> **Provided material**
+ + +

PR #948, opened 2023-06-02
Make nightly_labeler to run during the nightly generation

### LINKED ISSUE #946: `linux-nightly-focal` labels don't have agents to run
There are a lot of debbuilders that wait for a node with `linux-nightly-focal` label to become available. Today, there wasn't an agent with this label in the buildfarm, so I manually added it to linux-ec2 instance.

List of jobs that were waiting:
* https://build.osrfoundation.org/job/gz-tools2-debbuilder/
* https://build.osrfoundation.org/job/gz-utils2-debbuilder/
* https://build.osrfoundation.org/job/gz-math7-debbuilder/
* https://build.osrfoundation.org/job/gz-plugin2-debbuilder/
* https://build.osrfoundation.org/job/gz-common5-debbuilder/
* https://build.osrfoundation.org/job/gz-msgs10-debbuilder/
* https://build.osrfoundation.org/job/gz-rendering8-debbuilder/
* https://build.osrfoundation.org/job/sdformat13-debbuilder/
* https://build.osrfoundation.org/job/gz-fuel-tools9-debbuilder/
* https://build.osrfoundation.org/job/gz-transport13-debbuilder/
* https://build.osrfoundation.org/job/gz-gui8-debbuilder/
* https://build.osrfoundation.org/job/gz-sensors8-debbuilder/
* https://build.osrfoundation.org/job/gz-sim8-debbuilder/

j-rivero:
Should fix #946

### DIFF
--- a/jenkins-scripts/dsl/_configs_/Globals.groovy
+++ b/jenkins-scripts/dsl/_configs_/Globals.groovy
@@ -12,8 +12,11 @@ class Globals
 
    static CRON_EVERY_THREE_DAYS = 'H H * * H/3'
    static CRON_ON_WEEKEND = 'H H * * 6-7'
-   static CRON_PREPARE_NIGHTLY = '45 8 * * *'
    static CRON_START_NIGHTLY = '0 9 * * *'
+   // Run nightly scheduler during the nightly creation to be sure
+   // that any possible node killed is replaced. Starting -15min
+   // before CRON_NIGHTLY_NODES and evert 20min for 3 hours
+   static CRON_NIGHTLY_NODES = '45/20 8-11 * * *'
 
    // Only one -E regex can be passed, so make a regex that matches both
    // _ign_TEST and _gz_TEST
--- a/jenkins-scripts/dsl/core.dsl
+++ b/jenkins-scripts/dsl/core.dsl
@@ -105,7 +105,7 @@ nightly_labeler.with
   label Globals.nontest_label("master")
 
   triggers {
-    cron(Globals.CRON_PREPARE_NIGHTLY)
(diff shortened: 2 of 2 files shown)


Crola1702:
Wouldn't be easier to add these labels to the agent configuration? Then we will have a nightly label always available

j-rivero:
> Wouldn't be easier to add these labels to the agent configuration? Then we will have a nightly label always available

That would be easier indeed, we had that when we had the in-office agents. The problem now is that we rely on agents on AWS that are sometimes destroyed and new ones are created automatically from a template so having individual labels inside the agents created with templates is not easy. That is the reason why we have this dynamic setup approach.

Crola1702:
Okay, makes sense. I was thinking in the chef approach. Chaning labels in [osrf_jenkins_agent default recipe](https://github.com/osrf/osrf_jenkins_agent/blob/5005ba6bad0a93f233916d42151883cfa830cb43/recipes/default.rb#L54-L56)

Is there any reason we don't want this label to be in all the nodes?

j-rivero:
> I was thinking in the chef approach. Chaning labels in [osrf_jenkins_agent default recipe](https://github.com/osrf/osrf_jenkins_agent/blob/5005ba6bad0a93f233916d42151883cfa830cb43/recipes/default.rb#L54-L56)
> 
> Is there any reason we don't want this label to be in all the nodes?

To be able to build all the packages inside a given Gazebo collection in a topological order we need to orchestrate their builds somehow. The approach we are using with the nightlies is to restrict the node builders to just one so we can launch the nightlies in order and they will be process in that order. If we use chef and have more than one node with the same label we'll get parallel builds and the order will not be maintained.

+ + +

Type the whole listing again, unaltered.

PR #948, opened 2023-06-02
Make nightly_labeler to run during the nightly generation

### LINKED ISSUE #946: `linux-nightly-focal` labels don't have agents to run
There are a lot of debbuilders that wait for a node with `linux-nightly-focal` label to become available. Today, there wasn't an agent with this label in the buildfarm, so I manually added it to linux-ec2 instance.

List of jobs that were waiting:
* https://build.osrfoundation.org/job/gz-tools2-debbuilder/
* https://build.osrfoundation.org/job/gz-utils2-debbuilder/
* https://build.osrfoundation.org/job/gz-math7-debbuilder/
* https://build.osrfoundation.org/job/gz-plugin2-debbuilder/
* https://build.osrfoundation.org/job/gz-common5-debbuilder/
* https://build.osrfoundation.org/job/gz-msgs10-debbuilder/
* https://build.osrfoundation.org/job/gz-rendering8-debbuilder/
* https://build.osrfoundation.org/job/sdformat13-debbuilder/
* https://build.osrfoundation.org/job/gz-fuel-tools9-debbuilder/
* https://build.osrfoundation.org/job/gz-transport13-debbuilder/
* https://build.osrfoundation.org/job/gz-gui8-debbuilder/
* https://build.osrfoundation.org/job/gz-sensors8-debbuilder/
* https://build.osrfoundation.org/job/gz-sim8-debbuilder/

j-rivero:
Should fix #946

### DIFF
--- a/jenkins-scripts/dsl/_configs_/Globals.groovy
+++ b/jenkins-scripts/dsl/_configs_/Globals.groovy
@@ -12,8 +12,11 @@ class Globals
 
    static CRON_EVERY_THREE_DAYS = 'H H * * H/3'
    static CRON_ON_WEEKEND = 'H H * * 6-7'
-   static CRON_PREPARE_NIGHTLY = '45 8 * * *'
    static CRON_START_NIGHTLY = '0 9 * * *'
+   // Run nightly scheduler during the nightly creation to be sure
+   // that any possible node killed is replaced. Starting -15min
+   // before CRON_NIGHTLY_NODES and evert 20min for 3 hours
+   static CRON_NIGHTLY_NODES = '45/20 8-11 * * *'
 
    // Only one -E regex can be passed, so make a regex that matches both
    // _ign_TEST and _gz_TEST
--- a/jenkins-scripts/dsl/core.dsl
+++ b/jenkins-scripts/dsl/core.dsl
@@ -105,7 +105,7 @@ nightly_labeler.with
   label Globals.nontest_label("master")
 
   triggers {
-    cron(Globals.CRON_PREPARE_NIGHTLY)
(diff shortened: 2 of 2 files shown)


Crola1702:
Wouldn't be easier to add these labels to the agent configuration? Then we will have a nightly label always available

j-rivero:
> Wouldn't be easier to add these labels to the agent configuration? Then we will have a nightly label always available

That would be easier indeed, we had that when we had the in-office agents. The problem now is that we rely on agents on AWS that are sometimes destroyed and new ones are created automatically from a template so having individual labels inside the agents created with templates is not easy. That is the reason why we have this dynamic setup approach.

Crola1702:
Okay, makes sense. I was thinking in the chef approach. Chaning labels in [osrf_jenkins_agent default recipe](https://github.com/osrf/osrf_jenkins_agent/blob/5005ba6bad0a93f233916d42151883cfa830cb43/recipes/default.rb#L54-L56)

Is there any reason we don't want this label to be in all the nodes?

j-rivero:
> I was thinking in the chef approach. Chaning labels in [osrf_jenkins_agent default recipe](https://github.com/osrf/osrf_jenkins_agent/blob/5005ba6bad0a93f233916d42151883cfa830cb43/recipes/default.rb#L54-L56)
> 
> Is there any reason we don't want this label to be in all the nodes?

To be able to build all the packages inside a given Gazebo collection in a topological order we need to orchestrate their builds somehow. The approach we are using with the nightlies is to restrict the node builders to just one so we can launch the nightlies in order and they will be process in that order. If we use chef and have more than one node with the same label we'll get parallel builds and the order will not be maintained.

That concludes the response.